4. Pour the liquid leftover into a second test tube, so not pour the liver out. You should have the used liquid in one test tube and the used liver in a second test tube.
   • Assuming the reaction is complete and there is no hydrogen peroxide left.
     • What is this liquid composed of? (hint: it is not liver juice)
     • What do you think would happen if you added more liver to this liquid?
   • Add another piece of liver to the liquid from the first reaction and record the reaction rate. (1 – 5). What happened? Why do you think this happened?
   • Add another 1 pipette-full of hydrogen peroxide to the original liver remaining in the first test tube and record the reaction rate.
     • Is catalase reusable? Explain how you know. 
5. Empty the contents of the test tubes into the “Waste” container. Put the test tubes facing up back in the test tube rack. Do not reuse the test tubes. We will wash all test tubes at the end of the lab.
6. Make sure everything on your Data Table Page for Part A is filled out before you move on to Part B.

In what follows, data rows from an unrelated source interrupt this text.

PR #1474, opened 2022-03-03
fix(backend): require all checks to pass

haraldh:
And error out with a message to run `enarx info` to prevent users from
getting strange error messages later.

### DIFF
--- a/src/backend/kvm/mod.rs
+++ b/src/backend/kvm/mod.rs
@@ -80,7 +80,7 @@ impl crate::backend::Backend for Backend {
 
     #[inline]
     fn have(&self) -> bool {
-        data::dev_kvm().pass
+        self.data().iter().all(|x| x.pass)
     }
 
     fn data(&self) -> Vec<super::Datum> {
--- a/src/backend/sev/mod.rs
+++ b/src/backend/sev/mod.rs
@@ -55,7 +55,7 @@ impl super::Backend for Backend {
 
     #[inline]
     fn have(&self) -> bool {
-        data::dev_sev_writable().pass
+        self.data().iter().all(|x| x.pass)
     }
 
     fn data(&self) -> Vec<super::Datum> {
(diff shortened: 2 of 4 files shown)


src/backend/kvm/mod.rs
```diff
@@ -80,7 +80,7 @@ impl crate::backend::Backend for Backend {
 
     #[inline]
     fn have(&self) -> bool {
-        data::dev_kvm().pass
+        self.data().iter().fold(true, |acc, x| acc & x.pass)
```
bstrie, line 83: How about `self.data().iter().all(|x| x.pass)`.

src/backend/sev/mod.rs
```diff
@@ -55,7 +55,7 @@ impl super::Backend for Backend {
 
     #[inline]
     fn have(&self) -> bool {
-        data::dev_sev_writable().pass
+        self.data().iter().fold(true, |acc, x| acc & x.pass)
```
bstrie, line 58: Same here.

src/backend/sgx/mod.rs
```diff
@@ -39,7 +39,7 @@ impl crate::backend::Backend for Backend {
 
     #[inline]
     fn have(&self) -> bool {
-        data::dev_sgx_enclave().pass
+        self.data().iter().fold(true, |acc, x| acc & x.pass)
```
bstrie, line 42: Same here.

src/backend/kvm/mod.rs
haraldh: even better .. thanks

haraldh: done

src/backend/sgx/mod.rs
haraldh: done

src/backend/sev/mod.rs
haraldh: done

rvolosatovs (approved):

Issue #1468, opened 2022-03-01
[Bug]: Error: InternalError when running hello world


juhanurmi:
### Is there an existing issue for this?

- [X] I have searched the existing issues

### Code of Conduct

- [X] I agree to follow this project's Code of Conduct

### Current Behaviour

$ enarx run target/wasm32-wasi/release/hello-world.wasm
Error: InternalError

### Expected Behaviour

Runs the default hello world app as the Enarx installation is in place.

### Environment Information

rustc 1.58.1 (db9d1b20b 2022-01-20)

enarx 0.2.0

Linux juha-desktop 5.11.0-49-generic #55-Ubuntu SMP Wed Jan 12 17:36:34 UTC 2022 x86_64 x86_64 x86_64 GNU/Linux

juha@juha-desktop:~$ enarx info
Version 0.2.0 starting up
Backend: sgx
 ✔ System Info: Linux juha-desktop 5.11.0-49-generic #55-Ubuntu SMP Wed Jan 12 17:36:34 UTC 2022 x86_64 (none)
 ✗ Driver: /dev/sgx_enclave
 ✔ CPU:        Intel(R) Core(TM) i5-2500K CPU @ 3.30GHz | GenuineIntel
 ✗  SGX Support
 ✔   Version 1
 ✔   Version 2
 ✗   FLC Support
 ✔   Max Size (32-bit): 1 
 ✔   Max Size (64-bit): 1 
 ✗   MiscSelect
 ✔   Features: INIT
 ✔   Xfrm: (empty)
 ✗   EPC Size
Backend: sev
 ✔ System Info: Linux juha-desktop 5.11.0-49-generic #55-Ubuntu SMP Wed Jan 12 17:36:34 UTC 2022 x86_64 (none)
 ✗ Driver: /dev/sev
 ✗  SEV-SNP is enabled in host kernel
 ✗  /dev/sev is readable by user
 ✗  /dev/sev is writable by user
 ✔ Driver: /dev/kvm
 ✔  API Version: 12
 ✔ MEMLOCK rlimit allows for: ~598 keeps (soft limit = 3140073984 bytes, hard limit = 3140073984 bytes)
 ✗ CPU:        Intel(R) Core(TM) i5-2500K CPU @ 3.30GHz | GenuineIntel
 ✗  Microcode support
 ✗  Secure Memory Encryption (SME)
 ✗   Physical address bit reduction
 ✗   C-bit location in page table entry
[...]

PR #1493, opened 2022-03-08
fix(kvm): add the missing CPUID checks

jarkkojs:
Check for RDRAND, FSGSBASE and ADX with the help of raw-cpuid crate.

Closes: #1468

### DIFF
--- a/Cargo.lock
+++ b/Cargo.lock
@@ -183,6 +183,7 @@ dependencies = [
  "protobuf",
  "protobuf-codegen-pure",
  "rand",
+ "raw-cpuid",
  "reqwest",
  "sallyport",
  "semver",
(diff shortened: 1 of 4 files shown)


haraldh:
I will go the other round and enable KVM for these old CPUs

jarkkojs:
> I will go the other round and enable KVM for these old CPUs

For KVM it makes sense. SGX1 does not make much.

haraldh:
Here is my counter proposal PR, which fixes things: https://github.com/enarx/enarx/pull/1503
as I already wrote in https://github.com/enarx/enarx/issues/1468#issuecomment-1058119788 that I will do so.

haraldh:
> > I will go the other round and enable KVM for these old CPUs
> 
> For KVM it makes sense. SGX1 does not make much.

We don't support SGX1 ... and I think SGX2 machines all have these CPU features...

haraldh (changes requested):
For SGX we don't need those checks and for KVM, I opened a compat PR with https://github.com/enarx/enarx/pull/1503

npmccallum:
Closing due to merging @haraldh 's alternative approach.

PR #1495, opened 2022-03-08
feat(sgx): EACCEPT{COPY}

jarkkojs:

### DIFF
--- a/internal/shim-sgx/Cargo.lock
+++ b/internal/shim-sgx/Cargo.lock
@@ -277,6 +277,7 @@ dependencies = [
 name = "shim-sgx"
 version = "0.2.1"
 dependencies = [
+ "bitflags",
  "compiler_builtins",
  "const-default",
  "crt0stack",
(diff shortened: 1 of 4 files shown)


npmccallum (changes requested):
This probably belongs in the https://github.com/enarx/sgx crate. Specifically, it probably belongs in this file: https://github.com/enarx/sgx/blob/main/src/page/sinfo.rs.

npmccallum:
@jarkkojs Also note that we have constants for the leaf instructions already: https://docs.rs/sgx/0.3.0/sgx/enclu/index.html

jarkkojs:
> This probably belongs in the https://github.com/enarx/sgx crate. Specifically, it probably belongs in this file: https://github.com/enarx/sgx/blob/main/src/page/sinfo.rs.

What about Report and TargetInfo?

npmccallum:
@jarkkojs Link?

npmccallum:
@jarkkojs Yes. It probably makes sense to move them to `sgx` immediately after the release.

jarkkojs:
https://github.com/enarx/sgx/pull/62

PART B – What Tissues Contain Catalase

You will now test for the presence of catalase in tissues other than liver.

1. Get 3 clean test tubes, place 1 pipette-full of hydrogen peroxide in each.
2. To the first tube, add a small piece of potato and record the reaction rate.
   • Does potato contain catalase?
3. To the second tube, add 1 pipette-full of yeast and record the reaction rate.
   • Does yeast contain catalase?
4. To the last tube, add a small piece of apple and record the reaction rate.
   • Does apple contain catalase?
5. Do some contain more catalase than others? How can you tell?
6. Empty the contents of all test tubes into the “Waste” container. Put the test tubes facing up back in the test tube rack. Do not reuse the test tubes. We will wash all test tubes at the end of the lab.
7. Make sure everything on your Data Table Page for Part B is filled out before you move on to Part C.

PART C – What is the Effect of Temperature on Catalase Activity?

1. Obtain a piece of liver that has been boiled for 5 minutes. Record how the liver looks compared to your original liver.
   • Place the boiled liver in a test tube. Add 1 pipette-full of normal hydrogen peroxide. Record the reaction rate.
2. Find the beakers with test tubes labeled like the picture.
   • Get one test tube of cold liver and one of cold peroxide.
   • Pour the cold peroxide on the cold liver. Record the reaction rate.
     • How did cold affect catalase function?
   • Get one test tube of warm liver and one of warm peroxide.
   • Pour the warm peroxide on the warm liver. Record the reaction rate.
     • How did heat affect catalase function?
3. Empty the contents of all test tubes into the “Waste” container. Put the test tubes facing up back in the test tube rack. Do not reuse the test tubes. We will wash all test tubes at the end of the lab.
4. Make sure everything on your Data Table Page for Part D filled out before you move on to Part E.

PART D – What is the Effect of pH on Catalase Activity?

1. Place 1 pipette-full of normal hydrogen peroxide in a clean test tube. Collect a piece of liver from the beaker labeled PART D ACID.
   • Add the piece of liver to the test tube and record the reaction rate.
2. Place 1 pipette-full of normal hydrogen peroxide in a clean test tube. Collect a piece of liver from the beaker labeled PART D BASE.
   • Add the piece of liver to the test tube and record the reaction rate.
3. Place 1 pipette-full of normal hydrogen peroxide in a clean test tube. Collect a piece of liver from the beaker labeled PART D NEUTRAL.
   • Add the piece of liver to test tube and record the reaction rate.
4. Based on your observations; answer the following questions:
   • Does there appear to be a pH that catalase works best at? What is it?
   • What is the effect of low pH (acid) on enzyme activity?
   • What is the effect of high pH (base) on enzyme activity?